Problem: Error When Installing pyodbc on a Cluster

Problem

One of the following errors occurs when you use pip to install the pyodbc library.

java.lang.RuntimeException: Installation failed with message: Collecting pyodbc
"Library installation is failing due to missing dependencies. sasl and thrift_sasl are optional dependencies for SASL or Kerberos support"

Cause

Although sasl and thrift_sasl are optional dependencies for SASL or Kerberos support, they need to be present for pyodbc installation to succeed.

Solution

Set up solution in a single notebook

  1. In the notebook, check the version of thrift and upgrade to the latest version.

    %sh
    pip list | egrep 'thrift-sasl|sasl'
    pip install --upgrade thrift
    
  2. Ensure that dependent packages are installed.

    %sh dpkg -l | egrep 'thrift_sasl|libsasl2-dev|gcc|python-dev'
    
  3. Install nnixodbc before installing pyodbc.

    %sh sudo apt-get -y install unixodbc-dev libsasl2-dev gcc python-dev
    

Set up solution as a cluster-scoped init script

You can put these commands into a single init script and attach it to the cluster. This ensures that the dependent libraries for pyodbc are installed before the cluster starts.

  1. Create the base directory to store the init script in, if the base directory does not exist.
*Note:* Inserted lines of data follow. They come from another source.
Issue #2010, opened 2022-12-27
eth and erc20: enable mainnet


chappjc:
One of the last main tasks to release ETH and ERC20 wallet support is to switch it on for mainnet and direct the v0 assets to the deployed swap contracts.  They are here:

ETHSwap: https://etherscan.io/address/0x8c17e4968b6903e1601be82ca989c5b5e2c7b400#code
ERC20Swap: https://etherscan.io/address/0x1bbd020ddd6dc01f974aa74d2d727b2a6782f32d#code

Assigning myself.

For 0.6 (see the current milestone and scope [here](https://github.com/decred/dcrdex/milestone/22)), the eth and token wallets will be fully functional with RPC providers, as will swap functionality but in a beta/experimental status initially.

PR #2013, opened 2022-12-30
enable eth and usdc.eth on mainnet

chappjc:
<s>Rebased on https://github.com/decred/dcrdex/pull/2111</s>

Resolves https://github.com/decred/dcrdex/issues/2010

ETHSwap: https://etherscan.io/address/0x8c17e4968b6903e1601be82ca989c5b5e2c7b400#code
ERC20Swap: https://etherscan.io/address/0x1bbd020ddd6dc01f974aa74d2d727b2a6782f32d#code

All code verified by etherscan

### DIFF
--- a/client/asset/eth/eth.go
+++ b/client/asset/eth/eth.go
@@ -455,11 +455,11 @@ type baseWallet struct {
 // assetWallet satisfies the dex.Wallet interface.
 type assetWallet struct {
 	*baseWallet
-	assetID    uint32
-	tipChange  func(error)
-	log        dex.Logger
-	atomicUnit string
-	connected  atomic.Bool
+	assetID   uint32
+	tipChange func(error)
+	log       dex.Logger
+	ui        dex.UnitInfo
+	connected atomic.Bool
 
 	lockedFunds struct {
 		mtx                sync.RWMutex
@@ -684,7 +684,7 @@ func NewWallet(assetCFG *asset.WalletConfig, logger dex.Logger, net dex.Network)
 		contractors:        make(map[uint32]contractor),
 		evmify:             dexeth.GweiToWei,
 		atomize:            dexeth.WeiToGwei,
-		atomicUnit:         dexeth.UnitInfo.AtomicUnit,
+		ui:                 dexeth.UnitInfo,
 		maxSwapsInTx:       perTxGasLimit / maxSwapGas,
 		maxRedeemsInTx:     perTxGasLimit / maxRedeemGas,
 	}
@@ -988,7 +988,7 @@ func (w *ETHWallet) OpenTokenWallet(tokenCfg *asset.TokenConfig) (asset.Wallet, 
 		contractors:        make(map[uint32]contractor),
 		evmify:             token.AtomicToEVM,
 		atomize:            token.EVMToAtomic,
-		atomicUnit:         token.UnitInfo.AtomicUnit,
+		ui:                 token.UnitInfo,
 		maxSwapsInTx:       perTxGasLimit / maxSwapGas,
 		maxRedeemsInTx:     perTxGasLimit / maxRedeemGas,
 	}
@@ -1017,6 +1017,10 @@ func (eth *baseWallet) OwnsDepositAddress(address string) (bool, error) {
 	}
 	addr := common.HexToAddress(address)
 	return addr == eth.addr, nil
+}
+
+func (w *assetWallet) amtString(amt uint64) string {
+	return fmt.Sprintf("%s %s", w.ui.ConventionalString(amt), w.ui.Conventional.Unit)
 }
 
 // fundReserveType represents the various uses for which funds need to be locked:
@@ -1066,7 +1070,7 @@ func (w *assetWallet) lockFunds(amt uint64, t fundReserveType) error {
 
 	if balance.Available < amt {
 		return fmt.Errorf("attempting to lock more %s for %s than is currently available. %d > %d %s",
-			dex.BipIDSymbol(w.assetID), t, amt, balance.Available, w.atomicUnit)
+			dex.BipIDSymbol(w.assetID), t, amt, balance.Available, w.ui.AtomicUnit)
 	}
 
 	w.lockedFunds.mtx.Lock()
@@ -1390,6 +1394,8 @@ func (w *ETHWallet) FundOrder(ord *asset.Order) (asset.Coins, []dex.Bytes, error
 	// some work for the caller as well. We can't just always do it that way and
 	// remove RedeemN, since we can't guarantee that the redemption asset is in
 	// our fee-family. though it could still be an AccountRedeemer.
+	w.log.Debugf("Locking %s to swap %s in up to %d swaps at a fee rate of %d gwei/gas using up to %d gas per swap",
+		w.amtString(ethToLock), w.amtString(ord.Value), ord.MaxSwapCount, ord.MaxFeeRate, g.Swap)
 
 	coin := w.createFundingCoin(ethToLock)
 
@@ -1431,6 +1437,8 @@ func (w *TokenWallet) FundOrder(ord *asset.Order) (asset.Coins, []dex.Bytes, err
 		}
 	}()
 
+	w.log.Debugf("Locking %s to swap %s in up to %d swaps at a fee rate of %d gwei/gas using up to %d gas per swap",
+		w.parent.amtString(ethToLock), w.amtString(ord.Value), ord.MaxSwapCount, ord.MaxFeeRate, g.Swap)
 	if err := w.parent.lockFunds(ethToLock, initiationReserve); err != nil {
 		return nil, nil, err
 	}
@@ -1557,7 +1565,7 @@ func (w *assetWallet) swapGas(n int, ver uint32) (oneSwap, nSwap uint64, approve
 		}
 	}
 	if gasEst > nSwap {
-		w.log.Warnf("Swap gas estimate %d is greater than the server's configured value %d. Using live estimate + 10%.", gasEst, nSwap)
+		w.log.Warnf("Swap gas estimate %d is greater than the server's configured value %d. Using live estimate + 10%%.", gasEst, nSwap)
 		nSwap = gasEst * 11 / 10 // 10% buffer
 		if n == 1 && nSwap > oneSwap {
 			oneSwap = nSwap
@@ -2747,7 +2755,7 @@ func (w *TokenWallet) canSend(value uint64, isPreEstimate bool) (uint64, *big.In
 		}
 		avail := bal.Available
 		if avail < value {
-			return 0, nil, fmt.Errorf("not enough tokens: have %[1]d %[3]s need %[2]d %[3]s", avail, value, w.atomicUnit)
+			return 0, nil, fmt.Errorf("not enough tokens: have %[1]d %[3]s need %[2]d %[3]s", avail, value, w.ui.AtomicUnit)
 		}
 
 		ethBal, err := w.parent.Balance()
--- a/client/asset/eth/eth.go
+++ b/client/asset/eth/eth.go
@@ -689,6 +689,9 @@ func NewWallet(assetCFG *asset.WalletConfig, logger dex.Logger, net dex.Network)
 		maxRedeemsInTx:     perTxGasLimit / maxRedeemGas,
 	}
 
+	logger.Infof("ETH wallet will support a maximum of %d swaps and %d redeems per transaction.",
+		aw.maxSwapsInTx, aw.maxRedeemsInTx)
+
 	aw.wallets = map[uint32]*assetWallet{
 		BipID: aw,
 	}
--- a/client/asset/eth/eth.go
+++ b/client/asset/eth/eth.go
@@ -3420,7 +3420,7 @@ func (w *TokenWallet) ConfirmRedemption(coinID dex.Bytes, redemption *asset.Rede
 }
 
 const (
-	txConfsNeededToConfirm               = 10
+	txConfsNeededToConfirm               = 3
 	blocksToWaitBeforeCoinNotFound       = 10
 	blocksToWaitBeforeCheckingIfReplaced = 10
 )
--- a/client/asset/eth/eth.go
+++ b/client/asset/eth/eth.go
@@ -2150,7 +2150,7 @@ func (w *TokenWallet) maybeApproveTokenSwapContract(ver uint32, maxFeeRate, swap
 		return fmt.Errorf("parent balance %d doesn't cover contract approval (%d) and tx fees (%d)",
 			ethBal.Available, approveGas*maxFeeRate, swapReserves)
 	}
-	tx, err := w.approveToken(unlimitedAllowance, maxFeeRate, ver)
+	tx, err := w.approveToken(unlimitedAllowance, maxFeeRate, approveGas, ver)
 	if err != nil {
 		return fmt.Errorf("token contract approval error (using max fee rate %d): %w", maxFeeRate, err)
 	}
@@ -2178,10 +2178,10 @@ func (w *assetWallet) tokenAllowance() (allowance *big.Int, err error) {
 
 // approveToken approves the token swap contract to spend tokens on behalf of
 // account handled by the wallet.
-func (w *assetWallet) approveToken(amount *big.Int, maxFeeRate uint64, contractVer uint32) (tx *types.Transaction, err error) {
+func (w *assetWallet) approveToken(amount *big.Int, maxFeeRate, gasLimit uint64, contractVer uint32) (tx *types.Transaction, err error) {
 	w.nonceSendMtx.Lock()
 	defer w.nonceSendMtx.Unlock()
-	txOpts, err := w.node.txOpts(w.ctx, 0, approveGas, dexeth.GweiToWei(maxFeeRate), nil)
+	txOpts, err := w.node.txOpts(w.ctx, 0, gasLimit, dexeth.GweiToWei(maxFeeRate), nil)
 	if err != nil {
 		return nil, fmt.Errorf("addSignerToOpts error: %w", err)
 	}
--- a/client/asset/eth/eth.go
+++ b/client/asset/eth/eth.go
@@ -59,7 +59,7 @@ func init() {
 	asset.Register(BipID, &Driver{})
 	// Test token
 	registerToken(simnetTokenID, "A token wallet for the DEX test token. Used for testing DEX software.", dex.Simnet)
-	registerToken(usdcTokenID, "The USDC Ethereum ERC20 token.", dex.Testnet)
+	registerToken(usdcTokenID, "The USDC Ethereum ERC20 token.", dex.Mainnet, dex.Testnet)
 }
 
 const (
--- a/client/asset/eth/eth_test.go
+++ b/client/asset/eth/eth_test.go
@@ -559,6 +559,7 @@ func newTestNode(assetID uint32) *testNode {
 		approveTx:   types.NewTransaction(4, common.Address{0x34}, big.NewInt(1e9), defaultGasFeeLimit, big.NewInt(2e9), nil),
 	}
 	if assetID != BipID {
+		ttc.tContractor.gasEstimates = &tokenGases
 		c = ttc
 	}
 
--- a/client/asset/eth/eth_test.go
+++ b/client/asset/eth/eth_test.go
@@ -3779,10 +3779,10 @@ func testConfirmRedemption(t *testing.T, assetID uint32) {
 					blockSubmitted: 9,
 				},
 			},
-			bestBlock: 13,
+			bestBlock: 11, // tx.height + txConfsNeededToConfirm - 2
 			expectedResult: &asset.ConfirmRedemptionStatus{
-				Confs:  4,
-				Req:    10,
+				Confs:  txConfsNeededToConfirm - 1,
+				Req:    txConfsNeededToConfirm,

Here, use dbfs:/databricks/<directory> as an example.

    dbutils.fs.mkdirs("dbfs:/databricks/<directory>/")
    
  2. Create the script and save it to a file.

    dbutils.fs.put("dbfs:/databricks/<directory>/tornado.sh","""
    #!/bin/bash
    pip list | egrep 'thrift-sasl|sasl'
    pip install --upgrade thrift
    dpkg -l | egrep 'thrift_sasl|libsasl2-dev|gcc|python-dev'
    sudo apt-get -y install unixodbc-dev libsasl2-dev gcc python-dev
    """,True)
    
  3. Check that the script exists.

    display(dbutils.fs.ls("dbfs:/databricks/<directory>/tornado.sh"))
    
  4. On the cluster configuration page, click the Advanced Options toggle.

  5. At the bottom of the page, click the Init Scripts tab.

    ../_images/db-init-script-ui.png
  6. In the Destination drop-down, select DBFS, provide the file path to the script, and click Add.

  7. Restart the cluster

For more details about cluster-scoped init scripts, see Cluster-scoped init scripts.